Saved data entries
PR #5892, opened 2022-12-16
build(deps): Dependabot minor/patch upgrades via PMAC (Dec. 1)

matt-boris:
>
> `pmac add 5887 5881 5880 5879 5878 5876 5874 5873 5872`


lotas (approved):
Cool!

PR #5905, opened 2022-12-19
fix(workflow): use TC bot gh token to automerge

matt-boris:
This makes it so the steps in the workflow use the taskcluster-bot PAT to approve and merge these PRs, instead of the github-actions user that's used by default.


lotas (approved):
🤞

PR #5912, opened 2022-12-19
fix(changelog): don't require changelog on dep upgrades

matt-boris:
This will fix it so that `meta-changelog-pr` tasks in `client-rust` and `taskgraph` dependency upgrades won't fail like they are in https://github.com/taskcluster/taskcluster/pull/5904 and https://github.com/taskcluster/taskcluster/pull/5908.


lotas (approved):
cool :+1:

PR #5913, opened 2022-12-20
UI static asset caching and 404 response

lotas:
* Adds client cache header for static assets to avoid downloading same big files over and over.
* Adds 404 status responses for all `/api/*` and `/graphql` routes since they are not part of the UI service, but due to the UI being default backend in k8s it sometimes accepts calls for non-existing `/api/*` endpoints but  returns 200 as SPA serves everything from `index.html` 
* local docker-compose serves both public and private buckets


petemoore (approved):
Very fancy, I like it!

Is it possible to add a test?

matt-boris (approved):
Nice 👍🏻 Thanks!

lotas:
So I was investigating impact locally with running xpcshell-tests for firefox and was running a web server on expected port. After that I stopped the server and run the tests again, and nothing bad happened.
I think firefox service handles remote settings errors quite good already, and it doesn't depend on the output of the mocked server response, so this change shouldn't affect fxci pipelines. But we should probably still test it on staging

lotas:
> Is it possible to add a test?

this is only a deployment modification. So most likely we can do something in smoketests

| Activity |
Exactly the lines above from the one with "over and over." to the one with "So I was investigating", both included, are to be quoted; leave the rest out.

| Written response |
* Adds client cache header for static assets to avoid downloading same big files over and over.
* Adds 404 status responses for all `/api/*` and `/graphql` routes since they are not part of the UI service, but due to the UI being default backend in k8s it sometimes accepts calls for non-existing `/api/*` endpoints but  returns 200 as SPA serves everything from `index.html` 
* local docker-compose serves both public and private buckets


petemoore (approved):
Very fancy, I like it!

Is it possible to add a test?

matt-boris (approved):
Nice 👍🏻 Thanks!

lotas:
So I was investigating impact locally with running xpcshell-tests for firefox and was running a web server on expected port. After that I stopped the server and run the tests again, and nothing bad happened.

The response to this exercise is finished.